Overall there was a consistent pattern of trend in the point estimate as well as confidence limits as levels of affluence and numbers of family risk increased although some of the confidence intervals overlapped. However, there was no statistical difference in the odds ratios between CFR3 and CFR4+ for the >400% FTL group, which means that for the participants in the most affluent families, the odds difference between CFR3 and CFR4+ did not reach statistical significance. The statistical differences of the set of odds ratios was tested using Z values and the result confirmed the statistical insignificance as well.

All analyses were conducted using the Statistical Package for Social Sciences statistical software version 20.0 (IBM Corp., Armonk, NY).

Discussion

The findings of this study indicated that each investigated family risk, especially risks related to maternal condition, was significantly associated with the suboptimal health of children and youth. The accumulation of family risks corresponded to the rise in the poor health of them. These findings are consistent with previous studies [4, 9, 19, 58]. Our analyses showed that the odds of deterioration increased, as demonstrated by a steep gradient. This implies that the accumulation of family risk factors drastically increased the threat for children and youth’s health. However, when poverty levels were considered, the impact of CFRs on their health was attenuated. This was due to the interaction between poverty levels and CFRs. The impact of CFRs was higher on children and youth from affluent families than on those from poor families. One possible speculation is that children and youth from affluent families may be exposed to less hardship and thus may not be able to cope with CFRs better than the ones from poor families. Also, there is potential for parents in different socioeconomic circumstances to rate their children’s health differently. For instance, parents who have greater economic resources or higher educational background in difficult circumstances may be more likely to identify issues affecting their children’s health and rate their children’s health as less than very good, compared to parents with few economic resources or lower education in the same circumstances.

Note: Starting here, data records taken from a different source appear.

PR #9598, opened 2019-10-24
various runtime fixes - plasmaman tongues no longer have a maxHealth of "alien" and more

deathride58:
Title. These are very small, minor things. They don't really cause much harm to the game's functionality, but it'd be nice to not have these clog up the view runtimes panel. Might add more fixes later.

## Changelog
:cl:
fix: Plasmaman tongues no longer have a maxHealth of "alien", and no longer cause the organ's on_life to always runtime.
fix: Shooting a simplemob no longer causes runtimes prior to the blood effect being created.
fix: Removing a filter from an object that lacks filters no longer causes runtimes.
/:cl:

### DIFF
--- a/code/modules/projectiles/projectile.dm
+++ b/code/modules/projectiles/projectile.dm
@@ -164,7 +164,7 @@
 			if(starting)
 				splatter_dir = get_dir(starting, target_loca)
 			var/obj/item/bodypart/B = L.get_bodypart(def_zone)
-			if(B.status == BODYPART_ROBOTIC) // So if you hit a robotic, it sparks instead of bloodspatters
+			if(istype(B) && B.status == BODYPART_ROBOTIC) // So if you hit a robotic, it sparks instead of bloodspatters
 				do_sparks(2, FALSE, target.loc)
 				if(prob(25))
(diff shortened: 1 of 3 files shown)


code/modules/projectiles/projectile.dm
```diff
@@ -164,7 +164,7 @@
 			if(starting)
 				splatter_dir = get_dir(starting, target_loca)
 			var/obj/item/bodypart/B = L.get_bodypart(def_zone)
-			if(B.status == BODYPART_ROBOTIC) // So if you hit a robotic, it sparks instead of bloodspatters
+			if(istype(B) && B.status == BODYPART_ROBOTIC) // So if you hit a robotic, it sparks instead of bloodspatters
```
Ghommie:
```suggestion
			if(B && B.status == BODYPART_ROBOTIC) // So if you hit a robotic, it sparks instead of bloodspatters
```
In no case `get_bodypart()` should return an atom reference that is not an actual (or sort of, like chainsaw arm or synthetic armblade) bodypart.

silicons (approved):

As mentioned earlier, research studies have claimed that CFRs aggravate child health and well-being and that poverty is a predominant threat that exacerbates the negative impact on child health [5963]. On the contrary, this study finds that living in disadvantaged families might serve as a protective factor against CFRs possibly through repeated exposure to hardships and subsequent formation of resilience among some of the disadvantaged children.

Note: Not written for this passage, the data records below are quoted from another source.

PR #9631, opened 2019-10-27
Medibots now ACTUALLY heal slimes, rather than just not killing them (or how I learned binary logic the hard way)

silicons:
fixes medibots.


Putnam3145:
are you sure you want isnull instead of just !

BlackMajor (approved):

PR #14628, opened 2021-04-18
No more Suicidal Parrots! (Ready)

WanderingFox95:
## About The Pull Request
So, the stabilized Golden slime extract spawns a random simple animal from the comprehensive list of parrots and maybe a dog or a cat sometimes. ...Jokes aside, the amount of parrots in the code is enormous and that is a bit of a problem...
The extract summons a familiar while the extract is held and deletes it when the extract is dropped.
Parrots are scripted to steal small, held items. When they steal the extract, they delete themselves and the extract with them.
In order to mitigate this, I moved them to the hostile spawns instead, making the stabilized gold extract unable to summon them now. Arguably, kleptomania isn't exactly "friendly", now is it?

edit: I removed them from gold extracts completely for now.

## Why It's Good For The Game
Xenobiologists won't randomly lose their work due to self-destructive animal behaviour anymore.

## Changelog
:cl:
tweak: removed parrots from gold extract spawns altogether.

### DIFF
--- a/code/modules/mob/living/simple_animal/parrot.dm
+++ b/code/modules/mob/living/simple_animal/parrot.dm
@@ -64,7 +64,6 @@
 	friendly_verb_simple = "groom"
 	mob_size = MOB_SIZE_SMALL
 	movement_type = FLYING
-	gold_core_spawnable = HOSTILE_SPAWN
 
 	var/parrot_damage_upper = 10
 	var/parrot_state = PARROT_WANDER //Hunt for a perch when created
--- a/code/modules/mob/living/simple_animal/parrot.dm
+++ b/code/modules/mob/living/simple_animal/parrot.dm
@@ -64,7 +64,7 @@
 	friendly_verb_simple = "groom"
 	mob_size = MOB_SIZE_SMALL
 	movement_type = FLYING
-	gold_core_spawnable = FRIENDLY_SPAWN
+	gold_core_spawnable = HOSTILE_SPAWN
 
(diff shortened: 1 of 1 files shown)


The-Sun-In-Splendour:
Just remove them from the spawn entirely. You're watering down the hostile spawn with a simplemob that does not hurt anyone unless you hurt it first (and it's kinda shit at hitting)

silicons (dismissed):
what @The-Sun-In-Splendour said

WanderingFox95:
I mean, there were a few ways to go about it,
making gold extracts uninteresting for parrots,
making them drop items before getting qdeleted...
this is just the easiest. 
(I just wasn't sure how many people actually liked parrots.
I figured with how many kinds there are it would be a lot)

BlueWildrose:
I mean, there was my suggestion that parrots just drop the items they're carrying if they get qdel'd, which I feel would be the best way of doing it personally. They'll still steal the gold stabilized extract from your hands, but at least you won't lose that extract when they go poof.

WanderingFox95:
Eh, parrots do take up way too many slots, in my opinion. Variety is good and all but there are maybe 3 cats, 3 dogs and over a dozen parrots. Anyway, removal of the line removes them from gold extracts altogether.

BlueWildrose:
Yeah that's understandable.

Maybe I'll make a unique gold slime reaction one day that makes it spawn only parrots if you inject it with salt. I say salt in particular because crackers are salty.

DeltaFire15 (approved):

The American Psychological Association [64] defines resilience as “the process of adapting well in the face of adversity, trauma, tragedy, threats, or even significant sources of stress (paragraph 4)”. In the family unit, resilience refers to the abilities of an individual or a family to achieve specific objectives despite the challenges and risks that can disrupt their health and wellness [44, 46, 6569]. The term has an intrinsic sense of optimism and plasticity, such as the abilities to recover from overwhelming pressure and be flexible to adapt to ongoing challenges.

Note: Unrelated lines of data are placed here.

PR #14630, opened 2021-04-19
sawing off a lever-action rifle makes it WEAPON_MEDIUM (allowing one-handed firing)

Hatterhat:
## About The Pull Request
see title
## Why It's Good For The Game
well if you're gonna saw it off to lose a round of capacity and make it normal size you might as well gain some sort of benefit to it
(note: i should probably make the capacity suffer a bit more if you do, though...)
## Changelog
:cl:
balance: Sawing-off a lever-action rifle now lets you fire it one-handed. This may not have been wise.
/:cl:


DeltaFire15:
I don't think their ammo cap being reduced by one is enough of a tradeoff to the fact this makes you able to dualwield them / use other weaponry / equipment in your other hand while firing.

PR #14636, opened 2021-04-21
Inconsistency Fixes, 10MM Rifle tweaks.

TheObserver-sys:
## About The Pull Request
Did you know? If you scanned a multitool on the cargo console, you can just.... purchase sec grade armor, guerilla gloves, and a (admittedly awful) 10 MM Rifle without needing to break the crate open. 

Did you also know that you could buy a double pack of combat boots, bullet proof vests and helmets, and the selfsame gloves up above without needing to break the crate as well?

I didn't until I started fiddling about with cargo. This is awfully silly.

So, what this PR is doing:
Relocking these crates behind sec access
Allowing the 10MM Surplus Rifle to be mounted on armor (for some reason, it was set to item_weight_huge instead of bulky), and allows it to fire faster than once a year, taking the delay from 30 to 10. This can be tweaked if it becomes a problem, but it's still an eternity in a heated fight.
Fixes the Dumdum crate from being labeled as Match mistakenly.
Replaces the non armored stuff in the surplus crate with their armored version, as it's mean to be actual service wear, according to the description, anyway.
Fixes a spelling error in said description as well.

## Why It's Good For The Game
Crates should, if nothing else, have a consistent locking policy, unless they are emagged. I can tell you with a fact, these aren't good enough to be emag worthy, so I have elected to fix them up. Gangs is also not in rotation anymore, so the gun we have held over from it should probably be updated to be more usable by the common station folk who decide to buy the partisan crate.

## Changelog
:cl:
fix: Restores the access lock on crates that should have them, given the goods inside.
fix: Makes the 10MM Surplus Rifle a less awful thing to use.
fix: replaces unarmored things with their armored versions.
/:cl:


TheObserver-sys:
Hey, even more of a fun fact, did you know that you can just get a mosin out of the crate with a gun, at a 1 in 5 chance? This is without needing sec or to break the crate open!

This too, is ready for a merge.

Resilience at the levels of family and community was deemed essential to being resourceful in order to enable positive health outcomes [70]. It is also a process through which families adapt and function after traumatic incidents or negative experiences such as poverty [71]. Adversity in circumstances stimulates children’s sensitivity that shapes their brain development and plasticity [68]. Children from low-income households may experience more stress and conflict because of their poor living conditions and limited life choices and resources [65]. However, they may still be able to overcome these challenges through their resilience, which is a capacity to adapt to situations that threaten their functions, viability, or development [72] in order to survive [73, 74].

Therefore, competence-based programs that target capability and strength development for prevention or intervention deserve equal attention as do deficit-based studies [7, 67, 75, 76]. This perspective has profound implications for health support services, preventions, and interventions that maximize optimal responses to challenges and adversities faced by families, especially those at a disadvantage, under cumulative risks.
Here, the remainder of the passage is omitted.